Donald Trump’s missed opportunity
There are many overlooked ironies for people who both believe in God (and the extra-Biblical notion of “family values” that typically comes with that belief) and support Donald Trump. Apart from their electing a thrice married, twice divorced man who cheated on every one of his wives, including the current one, has unprotected sex with porn stars and prostitutes, has paid for at least eight abortions and has never cracked opened the Bible, let alone read it, they continue to insist that he is one of them. There is no point arguing with such entrenched denialism. It is what it is, to coin a phrase.
But even the faithful ought to understand what Kamala Harris alluded to in her brilliant speech ahead of night four of the Republican National Conventionand as the “reality that is completely absent from this week’s Republican National Convention.” That absent reality is Trump’s inability to recognize, let alone empathize with, the victims of COVID-19.
After all, nobody loves a miracle more than the religious, and Donald Trump was handed a twin miracle of re-election opportunities at the beginning of the year — and he blew both of them. The pandemic and the murder of George Floyd very well could have saved Trump’s failing presidency. Instead they just may bring him down.
Anyone who says that Trump would have lost his base had he done the right thing, that is, taken both the pandemic and the murder of Mr. Floyd seriously, clearly doesn’t understand the bullet-proof nature of Trump’s base. Recall that these are the same people who denounced Russia as America’s congenital enemy a mere four years ago. Today they embrace Russia because Trump does. So Trump doing a volte-face on the pandemic and George Floyd would have cost him nothing and probably gained him a second term.
Before the pandemic Trump’s base really didn’t know what to think of such things and were prepared to believe Trump, whatever he said about it. That he wound up calling the pandemic a “Democratic hoax” meant they were going to call it that. It could have just as easily been the other way around.
Whatever choice Trump made his base was safe. He didn’t need to pander to them, what he needed was to pander to the fence sitters. He could have scooped them up because many of them were still available for the scooping. All he had to do was roll up his sleeves and get ahead of the best that Europe and Asia were doing in response to the pandemic and beat them at their own game. He already had Obama’s 69 page pandemic response playbook. He could have taken credit for its contents, just like he took credit for Obama’s economy.
The murder of George Floyd was even easier. All Trump had to do was condemn his murder, sign a toothless executive order and denounce police violence against people of color. There’s very little actual work involved in that. And I think you can trust me on this one: Trump’s base would have been just fine with it. Vladimir Putin, after all.
There are two reasons why Trump didn’t do any of this. Those two reasons are because he is both lazy and stupid. His laziness meant he was inevitably going to take the path of least resistance, whatever that was. After all, you don’t really have to do any actual work to stop a hoax except to declare it one. And he was stupid because he missed what many of the religious in his base would have termed a Godsend. The pandemic could have made him look like a hero.

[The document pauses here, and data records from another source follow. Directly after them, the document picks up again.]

PR #521, opened 2020-10-05
Style symptom log screen

johnschoeman:
Why:
We would like to update the styles and layout of the symptom log screen.

This commit:
Moves the create symptom log button to the bottom of the screen. We also
refactored the list to be flatter, previously we were rendering lists
of lists to group the symptom logs by date. By rendering the full date on each symptom log entry, we were able
to greatly reduce the complexity in the codebase.

Before       |  After
:-------------------------:|:-------------------------:
Simulator Screen Shot - iPhone 11 - 2020-10-05 at 18 28 19 | Simulator Screen Shot - iPhone 11 - 2020-10-05 at 17 21 19


src/MyHealth/symptoms.ts
```diff
@@ -44,53 +42,3 @@ export const determineHealthAssessment = (
   }
   return HealthAssessment.NotAtRisk
 }
-
-type WithADate = { date: Posix }
-const compareDatesAscending = (
```
aledustet, line 49: Did we end up sorting the logs in any form? Should we have them sorted? It seems on the screenshot that they are not.

src/MyHealth/index.tsx
```diff
@@ -1,64 +1,106 @@
...
+
+  const NoSymptomHistory = () => {
+    return (
+      <Text style={style.noSymptomHistoryText}>
+        {t("symptom_checker.no_symptom_history")}
+      </Text>
+    )
+  }
+
+  const SymptomHistory = () => {
```
aledustet, line 34: I see we are not grouping entries now, but shouldn't we sort them to stay consistent in displaying them?

src/MyHealth/SymptomLogContext.spec.tsx
```diff
@@ -102,7 +103,6 @@ describe("SymptomLogProvider", () => {
     it("fetch all daily check-in and log entries to serialize", async () => {
```
aledustet: This description seems outdated with what the body of the test is doing, should it be `get the log entries on load`

src/MyHealth/SymptomLogContext.spec.tsx
```diff
@@ -132,7 +132,7 @@ describe("SymptomLogProvider", () => {
 })
 
 const CurrentCheckInStatus = () => {
```
aledustet: Maybe not the best name for this dummy component since no check-in logic is present anymore.

src/locales/en.json
```diff
@@ -365,7 +365,7 @@
     "get_tested": "We recommend you get tested for COVID-19.",
     "guidance": "Guidance",
     "log_symptoms": "Log symptoms",
-    "no_symptom_history": "No symptom history",
+    "no_symptom_history": "No symptom history…",
```
aledustet, line 368: Did we run a 'yarn i18n:check' just in case since we removed a file?

aledustet (approved):
Good decision removing the grouping, it definitely makes the data easier to consume.

src/MyHealth/index.tsx
johnschoeman: Yes! great catch, we are not sorting anymore. We were thinking about grabbing that in a follow up pr, but it makes sense in this one i think.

Imagine the boasts Trump could have proclaimed had he beat South Korea and Germany and New Zealand and Iceland at their own games. Imagine the endless bragging he could have done at the RNC. Instead, the European Union, with a larger population than the United States, averages 77 deaths a day, while the United States averages over a thousand. Instead, Trump gave a rambling, barely coherent, rancid speech on the final night, replete with his usual boneheaded mispronunciations (Waldorf instead of walled-off, resilience in place of reliance, etc) and a putrid abuse of jingoistic fireworks and songs, one of which that will no doubt have the estate of Leonard Cohen sending cease and desist orders very soon.
Of course, the fireworks alone at the end of the speech were probably worth a hundred thousand votes. Nothing quite hypnotises the weak minded like fire. That his illegal use of the White House and the Washington monument as backdrops makes this “law and order” president look like a hypocrite is lost on the fire-fascinated weak of mind. All of which is to say we must never become complacent: we can still lose this election.
There are a million reasons why Donald Trump is unfit to be president of the United States, this has been another one. And, as ever, ladies and gentlemen, brothers and sisters, comrades and friends, stay safe.
Robert Harrington is an American expat living in Britain. He is a portrait painter.